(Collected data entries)
PR #188, opened 2021-08-11
New `patched` API formerly known as versioning

Sushisource:
## What was changed
Added `patched` and `deprecatePatch` workflow APIs

## Why?
Support changes to live workflows

## Checklist

1. Closes https://github.com/temporalio/sdk-node/issues/68
2. How was this tested:
Added UTs and ITs

The nitty gritty logic is well tested in core

3. Any docs updates needed?
Definitely. We need to explain this one bigtime. Refer to https://github.com/temporalio/proposals/blob/master/core/versions_2.0.md

### DIFF
--- a/packages/test/src/test-integration.ts
+++ b/packages/test/src/test-integration.ts
@@ -44,6 +44,7 @@ const { EVENT_TYPE_TIMER_STARTED, EVENT_TYPE_TIMER_FIRED, EVENT_TYPE_TIMER_CANCE
   iface.temporal.api.enums.v1.EventType;
 
 const timerEventTypes = new Set([EVENT_TYPE_TIMER_STARTED, EVENT_TYPE_TIMER_FIRED, EVENT_TYPE_TIMER_CANCELED]);
+const CHANGE_MARKER_NAME = 'core_patch';
 
 export interface Context {
   worker: Worker;
@@ -346,6 +347,42 @@ if (RUN_INTEGRATION_TESTS) {
     t.is(tsToMs(timerEvents[1].timerStartedEventAttributes!.startToFireTimeout), 1);
     t.is(timerEvents[2].timerFiredEventAttributes!.timerId, '2');
     t.is(timerEvents[3].timerCanceledEventAttributes!.timerId, '1');
+  });
+
+  test('patched', async (t) => {
+    const client = new WorkflowClient();
+    const workflow = client.stub<Empty>('patched', { taskQueue: 'test' });
+    const runId = await workflow.start();
+    const res = await workflow.result();
+    t.is(res, undefined);
+    const execution = await client.service.getWorkflowExecutionHistory({
+      namespace,
+      execution: { workflowId: workflow.workflowId, runId },
+    });
+    const hasChangeEvents = execution.history!.events!.filter(
+      ({ eventType }) => eventType === iface.temporal.api.enums.v1.EventType.EVENT_TYPE_MARKER_RECORDED
+    );
+    // There will only be one marker despite there being 2 hasChange calls because they have the
+    // same ID and core will only record one marker per id.
+    t.is(hasChangeEvents.length, 1);
+    t.is(hasChangeEvents[0].markerRecordedEventAttributes!.markerName, CHANGE_MARKER_NAME);
+  });
+
+  test('deprecate-patch', async (t) => {
+    const client = new WorkflowClient();
+    const workflow = client.stub<Empty>('deprecate-patch', { taskQueue: 'test' });
+    const runId = await workflow.start();
+    const res = await workflow.result();
+    t.is(res, undefined);
+    const execution = await client.service.getWorkflowExecutionHistory({
+      namespace,
+      execution: { workflowId: workflow.workflowId, runId },
+    });
+    const hasChangeEvents = execution.history!.events!.filter(
+      ({ eventType }) => eventType === iface.temporal.api.enums.v1.EventType.EVENT_TYPE_MARKER_RECORDED
+    );
+    t.is(hasChangeEvents.length, 1);
+    t.is(hasChangeEvents[0].markerRecordedEventAttributes!.markerName, CHANGE_MARKER_NAME);
   });
 
   test('Worker default ServerOptions are generated correctly', async (t) => {
--- a/packages/test/src/test-workflows.ts
+++ b/packages/test/src/test-workflows.ts
@@ -1,10 +1,10 @@
-import anyTest, { TestInterface, ExecutionContext } from 'ava';
+import anyTest, { ExecutionContext, TestInterface } from 'ava';
 import path from 'path';
 import Long from 'long';
 import dedent from 'dedent';
 import { coresdk } from '@temporalio/proto';
 import { ApplyMode } from '@temporalio/workflow';
-import { defaultDataConverter, ApplicationFailure, errorToFailure, msToTs, RetryState } from '@temporalio/common';
+import { ApplicationFailure, defaultDataConverter, errorToFailure, msToTs, RetryState } from '@temporalio/common';
 import { Workflow } from '@temporalio/worker/lib/workflow';
 import { WorkflowIsolateBuilder } from '@temporalio/worker/lib/isolate-builder';
 import { RoundRobinIsolateContextProvider } from '@temporalio/worker/lib/isolate-context-provider';
@@ -94,10 +94,15 @@ function makeStartWorkflow(
   args?: coresdk.common.IPayload[],
   timestamp: number = Date.now()
 ): coresdk.workflow_activation.IWFActivation {
+  return makeActivation(timestamp, makeStartWorkflowJob(script, args));
+}
+
+function makeStartWorkflowJob(
+  script: string,
+  args?: coresdk.common.IPayload[]
+): coresdk.workflow_activation.IWFActivationJob {
   return {
-    runId: 'test-runId',
-    timestamp: msToTs(timestamp),
-    jobs: [{ startWorkflow: { workflowId: 'test-workflowId', workflowType: script, arguments: args } }],
+    startWorkflow: { workflowId: 'test-workflowId', workflowType: script, arguments: args },
   };
 }
 
@@ -153,6 +158,12 @@ function makeResolveActivity(
   timestamp: number = Date.now()
 ): coresdk.workflow_activation.IWFActivation {
   return makeActivation(timestamp, makeResolveActivityJob(seq, result));
+}
+
+function makeNotifyHasPatchJob(patchId: string): coresdk.workflow_activation.IWFActivationJob {
+  return {
+    notifyHasPatch: { patchId },
+  };
 }
 
 async function makeQueryWorkflow(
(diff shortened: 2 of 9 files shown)


packages/test/src/test-workflows.ts
```diff
@@ -229,6 +247,15 @@ function makeRespondToQueryCommand(
   };
 }
 
+function makeSetChangeMarker(myChangeId: string, deprecated: boolean): coresdk.workflow_commands.IWorkflowCommand {
```
mfateev, line 250: Shouldn't we rename the marker to match the function name? PatchMarker?

packages/test/src/test-workflows.ts
```diff
@@ -41,7 +41,17 @@ test.after.always((t) => {
...
+  const trimmedTitle = t.title.match(/\S+$/)![0];
+  // Trust me, you don't want to do this part with a regex.
+  const colonPos = trimmedTitle.indexOf(':');
+  let testName: string;
+  if (colonPos != -1) {
+    testName = trimmedTitle.substr(0, colonPos);
+  } else {
+    testName = trimmedTitle;
+  }
+  const testCase = trimmedTitle.substr(colonPos + 1);
```
bergundy, line 53: Github is screaming that this is unused, I'm joining the screaming party.

bergundy, line 53: Instead of all of this you could have just kept everything as is and just used test titles like: `not-replay patched`

packages/worker/src/workflow.ts
```diff
@@ -172,6 +172,20 @@ export class Workflow {
     if (!activation.jobs) {
       throw new Error('Expected workflow activation jobs to be defined');
     }
+
+    // Process notify change jobs first
+    // TODO: Only doing this b/c I need to prevent workflows that don't do anything else from
+    //   "completing" before they have a chance to run the notify change job. In general this
+    //   seems like a bit of a hole that would also apply to signals, as noted below.
+    activation.jobs.sort((a, b) => {
```
bergundy, line 180: This needs to happen in core for both changes and signals.

packages/workflow/src/workflow.ts
```diff
@@ -526,3 +526,66 @@ export function uuid4(): string {
...
+ *
+ * @param patchId An identifier that should be unique to this patch. It is OK to use multiple
+ * calls with the same ID, which means all such calls will always return the same value.
+ */
+export function deprecatePatch(patchId: string): void {
+  patchInternal(patchId, true);
+}
+
+function patchInternal(changeId: string, deprecated: boolean): boolean {
+  // Always send the command to core, it's smart enough to ignore it if it was pointless.
```
bergundy, line 573: I wouldn't always send the command to core, it's pointless.

packages/workflow/src/workflow.ts
```diff
@@ -526,3 +526,66 @@ export function uuid4(): string {
...
+    },
+  });
+
+  const inMapVal = state.knownPresentChanges.get(changeId);
+  if (inMapVal !== undefined) {
+    return inMapVal;
+  }
+  // If we don't already know about the change, that means there is no marker in history,
+  // and we should return false if we are replaying
+  const result = !state.info?.isReplaying;
```
bergundy, line 588: Better to assert here that `state.info` is present or throw an `IllegalStateError`

packages/workflow/src/workflow.ts
```diff
@@ -526,3 +526,66 @@ export function uuid4(): string {
...
+ * @param patchId An identifier that should be unique to this patch. It is OK to use multiple
+ * calls with the same ID, which means all such calls will always return the same value.
+ */
+export function deprecatePatch(patchId: string): void {
+  patchInternal(patchId, true);
+}
+
+function patchInternal(changeId: string, deprecated: boolean): boolean {
+  // Always send the command to core, it's smart enough to ignore it if it was pointless.
+  // TODO: Interceptors? Do we care?
```
bergundy, line 574: IMO we don't need interceptors here, let's change the comment to say:
```suggestion
  // Patch operation does not support interception at the moment, if it did, this would be the place to start the interception chain
```

packages/test/src/test-workflows.ts
```diff
@@ -1544,4 +1571,120 @@ test('continue-as-new-same-workflow', async (t) => {
...
+    );
+  }
+  t.deepEqual(logs, [['no change'], ['no change 2']]);
+});
+
+test('patched:replay-with-marker', async (t) => {
+  const { logs, script } = t.context;
+  {
+    const act = makeStartWorkflow(script, undefined, undefined, true);
+    act.jobs?.push(makeNotifyHasChangeJob('my-change-id'));
```
bergundy, line 1655: Probably better to use [makeActivation](https://github.com/temporalio/sdk-node/blob/13d648ef929fac3571b15fce77aae09742c9c750/packages/test/src/test-workflows.ts#L116) and add a `makeStartWorkflowJob` helper which `makeStartWorkflow` can use.
As mentioned in another comment, I'd rather have core enforce that the hasChange notification jobs come first, they have to, always, in every SDK.

packages/test/src/test-workflows.ts
```diff
@@ -1544,4 +1571,120 @@ test('continue-as-new-same-workflow', async (t) => {
...
+
+test('patched:replay-no-marker-then-not-replay', async (t) => {
+  const { logs, script } = t.context;
+  {
+    const req = await activate(t, makeStartWorkflow(script, undefined, undefined, true));
+    compareCompletion(
+      t,
+      req,
+      makeSuccess([
+        makeSetChangeMarker('my-change-id', false),
```
bergundy, line 1632: We probably shouldn't send this command out since we didn't use the change branch.

packages/test/src/test-workflows.ts
```diff
@@ -1544,4 +1571,120 @@ test('continue-as-new-same-workflow', async (t) => {
...
+
+test('patched:replay-no-marker', async (t) => {
+  const { logs, script } = t.context;
+  {
+    const req = await activate(t, makeStartWorkflow(script, undefined, undefined, true));
+    compareCompletion(
+      t,
+      req,
+      makeSuccess([
+        makeSetChangeMarker('my-change-id', false),
```
bergundy, line 1606: We probably shouldn't send this command out since we didn't use the change branch.

Same goes for the second marker.

bergundy (commented):
Thanks!
Good stuff, I had some comments about the behavior.

Minor things to help you get this merged:
- `chmod +x packages/create-project/lib/index.js` it's a generated file that has to be committed, not ideal but I work around it for now.
- Please rebase your branch on top of origin/main and use the `rebase and merge` button and not the `squash and merge` button when ready so we don't accidentally merge a commit that doesn't follow conventional commits.

packages/test/src/test-workflows.ts
Sushisource: BAHHHHHHHHHHHHHHHHHHH

packages/test/src/test-workflows.ts
Sushisource: Yep, missed this one.

packages/test/src/test-integration.ts
```diff
@@ -349,6 +349,42 @@ if (RUN_INTEGRATION_TESTS) {
...
+    const res = await workflow.result();
+    t.is(res, undefined);
+    const execution = await client.service.getWorkflowExecutionHistory({
+      namespace,
+      execution: { workflowId: workflow.workflowId, runId },
+    });
+    const hasChangeEvents = execution.history!.events!.filter(
+      ({ eventType }) => eventType === iface.temporal.api.enums.v1.EventType.EVENT_TYPE_MARKER_RECORDED
+    );
+    // There will only be one marker despite there being 2 hasChange calls because they have the
```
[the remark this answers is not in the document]
Sushisource: I dunno that I agree here. It's easy enough to rely on Core to do the right thing here and not have to think about it in lang, and there's no overhead besides a few extra bytes since this command isn't awaited, so the number of calls to core remains the same.

If this changes later, saying we just always send commands means there are less things to change lang side.

packages/test/src/test-integration.ts
```diff
@@ -349,6 +349,42 @@ if (RUN_INTEGRATION_TESTS) {
...
+    const res = await workflow.result();
+    t.is(res, undefined);
+    const execution = await client.service.getWorkflowExecutionHistory({
+      namespace,
+      execution: { workflowId: workflow.workflowId, runId },
+    });
+    const hasChangeEvents = execution.history!.events!.filter(
+      ({ eventType }) => eventType === iface.temporal.api.enums.v1.EventType.EVENT_TYPE_MARKER_RECORDED
+    );
+    t.is(hasChangeEvents.length, 1);
```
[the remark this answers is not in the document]
Sushisource: The marker name can pretty easily. The details are a bit annoying to deserialize but I'll at least check it's the right marker type.

packages/workflow/src/workflow.ts
Sushisource: See other comment

packages/test/src/test-workflows.ts
Sushisource: Oh, right, this is because that's still how it's called in the protos/core. I will rename it in core and then come back here.

packages/workflow/src/workflow.ts
bergundy: There are 2 cases I think we're doing wrong here:
1. We keep sending the same marker over and over again
2. We send the marker even if the workflow used the old code

I think we should change this to:

```ts
  if (state.info === undefined) {
    throw new IllegalStateError('Workflow info must be set when calling patch functions');
  }
  const { isReplaying } = state.info;
  const usePatch = !isReplaying || state.knownPresentChanges.has(patchId);
  if (usePatch && !state.sentPatches.has(patchId)) {
    state.commands.push({
      setPatchMarker: {
        patchId: patchId,
        deprecated: deprecated,
      },
    });
    state.sentPatches.add(patchId);
  }
  return usePatch;
```

packages/workflow/src/internals.ts
```diff
@@ -345,6 +348,11 @@ export class State {
   public require?: (filename: string) => Record<string, unknown>;
 
   public dataConverter: DataConverter = defaultDataConverter;
+
+  /**
+   * Changes we know the status of for this workflow, as in {@link patched}
+   */
+  public knownPresentChanges: Map<string, boolean> = new Map();
```
bergundy, line 355: Just use a `Set<string>` instead

bergundy (commented):
The main issue here is when we send out patch commands to core.
LMK what you think.

packages/workflow/src/internals.ts
Sushisource: It needs to be set to false sometimes

packages/workflow/src/workflow.ts
Sushisource: The thing is though it just doesn't matter. Core cleans that up, and like I mentioned there's only an incredibly small amount of overhead b/c we still have to call core the same amount of times. So at the end of the day I think this is more code for very little benefit. The way it is it's simple to test, idempotent, etc. I guess I'm just not following why we'd want to add the complexity when we don't need to?

Sushisource: EX: The code you posted doesn't work in the `replay-no-marker-then-not-replay patched` test. It's just tricky to get them all right. I've updated it to a version that just doesn't issue them more than once which I think is 90% of the benefit without the tricky logic.

It's also just easy to test -- first time it always gets sent, no need to think too hard

bergundy:
Okay, let's merge as is, I still find it a little weird that we're saying we're using the patch even though we're not in case of old history replay but it doesn't matter for correctness AFAIU.

bergundy (approved):

PR #190, opened 2021-08-16
fix(worker): Avoid throwing error when there's no activities directory

vkarpov15:
## What was changed

Added a missing `mkdir()` call

## Why?

If there's no activities, `registerActivities()` doesn't call `mkdir()`, so the `writeFileSync()` call will fail

## Checklist

1. Closes 

2. How was this tested:

3. Any docs updates needed?

### DIFF
--- a/packages/worker/src/isolate-builder.ts
+++ b/packages/worker/src/isolate-builder.ts
@@ -98,6 +98,11 @@ export class WorkflowIsolateBuilder {
 
       module.exports = api;
     `;
+    try {
+      vol.mkdirSync(path.dirname(target), { recursive: true });
+    } catch (err) {
+      if (err.code !== 'EEXIST') throw err;
+    }
     vol.writeFileSync(target, code);
   }
 


bergundy (approved):
Thanks!

joebowbeer:
I'm still seeing a residual error in samples-node/progress:

> Error: ENOENT: no such file or directory, open '/src/main.js'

# [Exercise brief]
Output each line of the records above exactly, beginning at the first, and stop once the line containing "CHANGE_MARKER_NAME = 'core_patch';" has been output.

# [Solved problem]
PR #188, opened 2021-08-11
New `patched` API formerly known as versioning

Sushisource:
## What was changed
Added `patched` and `deprecatePatch` workflow APIs

## Why?
Support changes to live workflows

## Checklist

1. Closes https://github.com/temporalio/sdk-node/issues/68
2. How was this tested:
Added UTs and ITs

The nitty gritty logic is well tested in core

3. Any docs updates needed?
Definitely. We need to explain this one bigtime. Refer to https://github.com/temporalio/proposals/blob/master/core/versions_2.0.md

### DIFF
--- a/packages/test/src/test-integration.ts
+++ b/packages/test/src/test-integration.ts
@@ -44,6 +44,7 @@ const { EVENT_TYPE_TIMER_STARTED, EVENT_TYPE_TIMER_FIRED, EVENT_TYPE_TIMER_CANCE
   iface.temporal.api.enums.v1.EventType;
 
 const timerEventTypes = new Set([EVENT_TYPE_TIMER_STARTED, EVENT_TYPE_TIMER_FIRED, EVENT_TYPE_TIMER_CANCELED]);
+const CHANGE_MARKER_NAME = 'core_patch';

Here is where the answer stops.